After becoming Special Counsel, Carolyn Lerner received plaudits for intense activity, public response, and revitalizing the agency. She greatly expanded its Alternative Dispute Resolution Unit. In Fiscal Year 2011, successful mediations increased from 50% to 77%, and mediations that yielded settlements increased by nearly 3.5 times.

In 2011, OSC requested and obtained stays from the MSPB in three whistleblower retaliation cases—those of David Butterfield of the Department of Homeland Security, Franz Gayl of the U.S. Marine Corps, and Paul T. Hardy, a member of the U.S. Public Health Service. In October, on a matter related to Gayl's case, OSC filed an amicus brief with the MSPB arguing that the Board should afford employees who are suspended without pay greater due process protections because of the suspension of a security clearance. Also in October, Lerner called for reform of the Hatch Act, which OSC is charged with enforcing. Lerner sent draft legislation to Congress, proposing changes in the enforcement structure, an end to the prohibition on state and local candidacies linked to federal funding, and other changes. Congress largely accepted these changes in the form of the Hatch Act Modernization Act, which became law on January 28, 2013. It modified penalties under the Hatch Act to allow for disciplinary actions in addition to removal for federal employees and clarified the applicability to the District of Columbia of provisions that cover state and local governments. It also limited the prohibition on state and local employees running for elective office to employees whose salary is paid completely by federal loans or grants.

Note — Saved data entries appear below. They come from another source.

PR #29, opened 2022-11-23
Feature/sampling2

jduerholt:
This PR implements the features:
- refactoring of sampling methods in InputFeatures --> one method that can be called with an EnumArgument to choose the actual sampling method.
- In addition to UNIFORM and SOBOL, also LHS (latin hypercube sampling) is now supported.
- For constrained sampling a new base class, called `Sampler` is implemented. we can discuss if this is necesseray or if we implement it just as a Strategy. Difference is that samplers do not take care for past experiments and not at all for output features. But we can discuss this.
- I implemented then the `RejectionSampler` and the `PolytopeSampler`. So far NChooseK is not yet supported as the definition of NChooseK is wider in bofire than in opti. But we can for the start easily adopt the strategy for dealing with them as in opti. This can crash if you have on a feature bot a linear constraint and an nchoosek constraint.
- In addtion a module torch_tools.py is introduced. There I implemented a method to create torch linear (in)equality constraints out of our constraint definitions. This method was also available in mbo, but I ported the one from everest as this is also able to remove fixed features from linear constraints. Unit scaling is also supported.
- `PolytopeSampler` is implemented by using fatures from botorch. For this reason, botorch is now a new dependency.

Any comments @DavidWalz @jkleinekorte @R-M-Lee @bertiqwerty ?

### DIFF
--- a/bofire/domain/domain.py
+++ b/bofire/domain/domain.py
@@ -117,6 +117,39 @@ class Domain(BaseModel):
         return v
 
     @validator("constraints", always=True)
+    def validate_linear_constraints(cls, v, values):
+        """Validate if all features included in linear constraints are continuous ones.
+
+        Args:
+            v (List[Constraint]): List of constraints or empty if no constraints are defined
+            values (List[InputFeature]): List of input features of the domain
+
+        Raises:
+            ValueError: _description_
+
+
+        Returns:
+           List[Constraint]: List of constraints defined for the domain
+        """
+        if "input_features" not in values:
+            return v
+
+        # gather continuous input_features in dictionary
+        continuous_input_features_dict = {}
+        for f in values["input_features"]:
+            if type(f) is ContinuousInput:
+                continuous_input_features_dict[f.key] = f
+
+        # check if non continuous input features appear in linear constraints
+        for c in v:
+            if isinstance(c, LinearConstraint):
+                for f in c.features:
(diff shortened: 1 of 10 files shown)


DavidWalz:
Great work. Looks good to me.

Two minor points
- From the interface I would have expected the SamplingMethodEnum in bofire.samplers and not in bofire.domain.features. 
- I took me a moment to find out that the way to sample from samplers is via `sampler(n_samples)`. Maybe it would be one less thing to remember if it were a Strategy, thus offering an `ask` method.

jduerholt:
Concerning the enum, you are correct, but moving it to samplers would create a circular import. We could move it into helper module. What do you think? Note that you do not need to import the Enum, as I use the `validate_arguments` decorator. Thanks to pydantic you can always use also the string representation ;)

In samplers, I renamed the `__call__` method to `ask`. Concerning making it a strategy: In strategies we always enforce that we have also an output feature in the domain, but we could also relax this a bit and make it non-mandatory for the standard Strategy. Or we build the hierarchy in a way that Strategy inherits from Sampler. 

Would you be fine with merging it as is, then also the constraint handling for botorch is back and then we create a seperate Issue to discuss what exactly should be a strategy and what is a sampler and if we should have a distinct line between them.

bertiqwerty (approved):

During this same period, the OSC released a report from its Disclosure Unit detailing the complaints of three U.S. Port Mortuary whistleblowers and the subsequent statutorily required investigation by their agency, the U.S. Air Force. The report, which included numerous accounts of the mishandling of remains of U.S. service members and their families, received considerable media and congressional attention. OSC subsequently reported to the Air Force that three mortuary supervisors had retaliated against the whistleblowers and should be disciplined.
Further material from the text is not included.